Issue 3: Transformers KeyError: 'qwen3_5'
- Solution: vLLM nightly bundles a compatible transformers version. If you see this error, ensure you're using the vLLM nightly venv, not a system Python.
5. Notes
- This is the largest dense model in the Qwen3.5 small series — all 9.65B parameters are active per token.
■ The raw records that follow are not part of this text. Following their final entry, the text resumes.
PR #182, opened 2022-04-14
Harmony 1130 unpause

indiejames:
## Jira Issue ID
HARMONY-1130

## Description
Adds a resume endpoint for normal users and admin users. 

## Local Test Steps
* Start a long-running (async) job
* Change the state of the job to 'paused' in the database
* Connect to the job status page and verify that the job is paused
* Resume the job using the `/jobs/:jobID/resume` endpoint
* Connect to the job status page and verify that the job is running

## PR Acceptance Checklist
* [x] Acceptance criteria met
* [ ] ~Documentation updated (if needed)~ - will need to wait until auto-pause is added as there is currently no way for a user to pause their own job, therefore no way for a user to make use of the resume endpoint right now

### DIFF
--- a/app/frontends/jobs.ts
+++ b/app/frontends/jobs.ts
@@ -180,7 +180,7 @@ export async function getJobStatus(
 }
 
 /**
- * Express.js handler that cancels a single job `(POST /jobs/{jobID})`. A user can cancel their own
+ * Express.js handler that cancels a single job `(POST /jobs/{jobID}/cancel)`. A user can cancel their own
  * request. An admin can cancel any user's request.
  *
  * @param req - The request sent by the client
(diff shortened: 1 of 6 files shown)


app/frontends/jobs.ts
```diff
@@ -221,3 +221,42 @@ export async function cancelJob(
     }
   }
 }
+
+/**
+ * Express.js handler that resumes a single job `(POST /jobs/{jobID})`. A user can resume their own
```
chris-durbin, line 226: Looks like the route is /jobs/:jobID/resume

chris-durbin (approved):

app/frontends/jobs.ts
indiejames: Good catch. Copied from the `cancelJob` function above. Fixed here and there was well.

vinnyinverso (approved):

PR #183, opened 2022-04-14
HARMONY-842: Update Node to 16.13

chris-durbin:
## Jira Issue ID
HARMONY-842

## Description
Updates Node to version 16.13. I verified everything worked in my sandbox account and there is a corresponding harmony-ci-cd PR. Note that the latest version - node 16.14 was causing failures with the shapefile tests so we'll need to look into that, but for now I've locked our version to 16.13.

## Local Test Steps
```
rm -rf node_modules
nvm use
npm install
npm test
```
You can also build all of the docker images and then test locally and verify that your requests still work.

## PR Acceptance Checklist
* [X] Acceptance criteria met
* [X] Tests added/updated (if needed) and passing
* [X] Documentation updated (if needed)

PR #184, opened 2022-04-19
Harmony 481 - Increase system granule limit

vinnyinverso:
## Jira Issue ID
HARMONY-481

## Description
This increases the system granule limit (`maxGranuleLimit`).

This PR also handles requests that span multiple CMR pages (requests with over 2k granules).

Batch insertion of DB records has also been added so that work items can be inserted in bulk https://github.com/nasa/harmony/blob/harmony-481/app/models/record.ts#L120

## Local Test Steps
This branch is up to date with main so please see https://github.com/nasa/harmony/pull/183 to update your local environment to node16 if you haven't already and wish to test this PR locally.

You can test this with: 

http://localhost:3000/C1234208438-POCLOUD/ogc-api-coverages/1.0.0/collections/alt_echo_type/coverage/rangeset?maxResults=2001

If you're testing the above request, you should also run `bin/deploy-hpa` and make sure that Docker Desktop has sufficient memory (I increased mine to 4GB). You'll also need to deploy podaac-l2-subsetter (docker pull ghcr.io/podaac/l2ss-py:sit). You may also want to limit the variety of currently deployed services to free up resources for scaling of the l2-subsetter.

To only test the modified query-cmr behavior you can simply set `CMR_MAX_PAGE_SIZE` to something very low, like 5, and issue a request with `maxResults=8`, e.g. http://localhost:3000/C1233800302-EEDTEST/ogc-api-coverages/1.0.0/collections/all/coverage/rangeset?maxResults=8. In the workflow UI you should see 2 query-cmr tasks and 8 harmony-service-example tasks. 

## PR Acceptance Checklist
* [x] Acceptance criteria met


vinnyinverso:
Maybe in the getWork JSON response I should rename `res.send({ workItem, maxCmrGranules });` to something more generic like `res.send({ workItem, maxOutput });` in case future services other than the query-cmr want to take advantage of this variable?

app/backends/workflow-orchestration.ts
```diff
@@ -21,6 +22,34 @@ const RETRY_DELAY = 1000;
...
+    const nextStep = await getWorkflowStepByJobIdStepIndex(
+      tx,
+      workItem.jobID,
+      workItem.workflowStepIndex + 1,
+    );
+    if (!nextStep) {
+      logger.warn('Could not find next step for query CMR work item');
+      return;
+    }
+    const numItemsGenerated = await workItemCountForStep(tx, workItem.jobID, nextStep.stepIndex);
```
chris-durbin, line 46: Double-check this function works correctly for aggregated steps. For example if the next step is netcdf-to-zarr by default it will concatenate and so for a 5000 granule request we won't have any work items created for the next step yet, but we'll want to make sure the first query-cmr task gets 2000, the second gets 2000, and the third gets 1000. After that third request comes back, and we have all 5000 granules then we want to create a work item to send all 5000 to netcdf-to-zarr.

app/util/db.ts
```diff
@@ -6,6 +6,11 @@ import { attachPaginate } from 'knex-paginate';
 import env from './env';
 import logger from './log';
 
+/**
+ * Batch size -- to avoid overly large SQL statements.
+ */
+export const batchSize = env.nodeEnv === 'development' ? 100 : 2000;
```
chris-durbin, line 12: Ok good to see with Postgres that we could insert 2000 at a time. I assume you tested both sqlite and postgres.

app/models/record.ts
```diff
@@ -89,4 +105,41 @@ export default abstract class Record {
...
+   * record is not valid.  Records will be inserted and have their id, createdAt, and
+   * updatedAt fields set. If running SQLite, the id field will not be set as it only returns
+   * the last id.
+   *
+   * @param transaction - The transaction to use for saving the records
+   * @param records - The records to save
+   * @param fieldsList - The fields to save to the database
+   * @throws Error - if the record is invalid
+   */
+  static async insertBatch(transaction: Transaction, records: Record[], fieldsList: Partial<Record>[] = records): Promise<void> {
```
chris-durbin, line 120: Split up long line

app/models/record.ts
```diff
@@ -89,4 +105,41 @@ export default abstract class Record {
         .update(fields);
     }
   }
-}
+
+  /**
+   * Validates and saves each record (using a single statement).  Throws an error if any
+   * record is not valid.  Records will be inserted and have their id, createdAt, and
+   * updatedAt fields set. If running SQLite, the id field will not be set as it only returns
```
chris-durbin, line 112: If it doesn't set the id field, that doesn't cause any problems for sqlite?

app/models/record.ts
```diff
@@ -89,4 +105,41 @@ export default abstract class Record {
...
+        throw new TypeError(`${recordConstructor.name} is invalid: ${JSON.stringify(errors)}`);
+      }
+      setDateFields(record, fields);
+    }
+    let stmt = transaction(table).insert(fieldsList);
+    if (db.client.config.client === 'pg') {
+      stmt = stmt.returning('id'); // Postgres requires this to return the id of the inserted record
+    }
+    try {
+      const recordIds = await stmt;
```
chris-durbin, line 137: Based on your comment about sqlite it seems like this code shouldn't be called for sqlite otherwise we're setting an id for the first record, but that id should be for the last record.

app/routers/service-response-router.ts
```diff
@@ -14,6 +14,7 @@ export default function router(): Router {
   const result = Router();
   result.use(json({
     type: 'application/json',
+    limit: '500kb',
```
chris-durbin, line 17: I'm wondering what error you ran into that caused this. What happens if a callback has a body larger than 500kb - I assume the request will fail?

Since the results are mostly stored in the STAC catalog file and not sent as part of the callback I guess we shouldn't get anywhere near this limit though.

app/workers/work-reaper.ts
```diff
@@ -30,19 +31,25 @@ export default class WorkReaper implements Worker {
         db, notUpdatedForMinutes, jobStatus,
       );
       if (workItemIds.length) {
-        const numItemsDeleted = await deleteWorkItemsById(db, workItemIds);
-        this.logger.info(`Work reaper removed ${numItemsDeleted} work items`);
+        const chunkedWorkItemIds = _.chunk(workItemIds, batchSize);
+        for (const workItemIdsChunk of chunkedWorkItemIds) {
+          const numItemsDeleted = await deleteWorkItemsById(db, workItemIdsChunk);
+          this.logger.debug(`Work reaper removed ${numItemsDeleted} work items`);
```
chris-durbin, line 37: I think logging at info level was appropriate so we could see what was being cleaned up. Anything at debug level will not be logged in a deployed environment normally.

test/workflow-orchestration.ts
```diff
@@ -435,4 +439,65 @@ describe('Workflow chaining for a collection configured for swot reprojection an
       expect(workflowSteps[1].serviceID).to.equal('sds/swot-reproject:latest');
     });
   });
+});
+
+describe('Request that spans multiple CMR pages', function () {
```
chris-durbin, line 444: It looks like this test must be somehow limiting the default query cmr page size to 3. Where is that happening?

app/util/db.ts
vinnyinverso: Yup, tested with both.

app/backends/workflow-orchestration.ts
vinnyinverso: OK -- will double check.

app/models/record.ts
vinnyinverso: It just doesn't set the id in memory, so it's only a problem if you need the id's. Thankfully in our case we're just inserting the objects and not using them in the code that follows.

app/models/record.ts
vinnyinverso: Yea good point.

app/routers/service-response-router.ts
vinnyinverso: The call to the backend was too large. I forget the name of the error but the default limit on the JSON parser body size is pretty small.

vinnyinverso: I logged the actual size of the failed request body to get an idea of a reasonable setting.

chris-durbin:
I'm realizing there are a lot of other tickets in the no granule limit epic that we're going to want to have in place before we remove the system limit altogether. I think for this PR we should put the limit back in (I realize there's a lot of deleted tests that will need to be put back in) - maybe raise it up to something larger than 2000 - say 3000? That way we can see multiple scrolls for CMR, but are still protecting harmony before we add things in like the preview mode and supporting paging of multiple STAC catalogs.

chris-durbin:
> I'm realizing there are a lot of other tickets in the no granule limit epic that we're going to want to have in place before we remove the system limit altogether. I think for this PR we should put the limit back in (I realize there's a lot of deleted tests that will need to be put back in) - maybe raise it up to something larger than 2000 - say 3000? That way we can see multiple scrolls for CMR, but are still protecting harmony before we add things in like the preview mode and supporting paging of multiple STAC catalogs.

I think https://bugs.earthdata.nasa.gov/browse/HARMONY-276 is the ticket where we actually remove the system limit altogether (or potentially raise the value to something really large depending on what we decide).

chris-durbin (approved):
Tested out locally successfully. I set CMR_MAX_PAGE_SIZE=3 and verified that it correctly scrolled through the CMR results and for non-aggregated services immediately added work items to be processed while still adding more query-cmr tasks to scroll through the results.

I verified that all input granules I requested were processed for harmony-service-example, netcdf-to-zarr(aggregated) and podaac-concise(aggregated).

I also submitted a large request for 5000 granules and saw that the system limit was in place to only process up to 2100 granules.

indiejames (approved):
Tested locally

- GPU memory for weights (~19.3GB) is moderate; the remaining GPU allocation goes to KV cache for the 32K context.
- On H100 80GB, reduce
--max-model-lento 16384-24576 and keep--gpu-memory-utilization 0.90. - The model uses a novel hybrid attention mechanism (Gated DeltaNet + Gated Attention) with a 3:1 linear-to-full attention ratio, providing efficient inference on long contexts.
- Vision encoder is larger than the 2B/4B variants (27 layers, hidden 1152 vs 24 layers, hidden 1024), matching the 27B model's ViT.
- Chunked prefill is automatically enabled with max_num_batched_tokens=32768.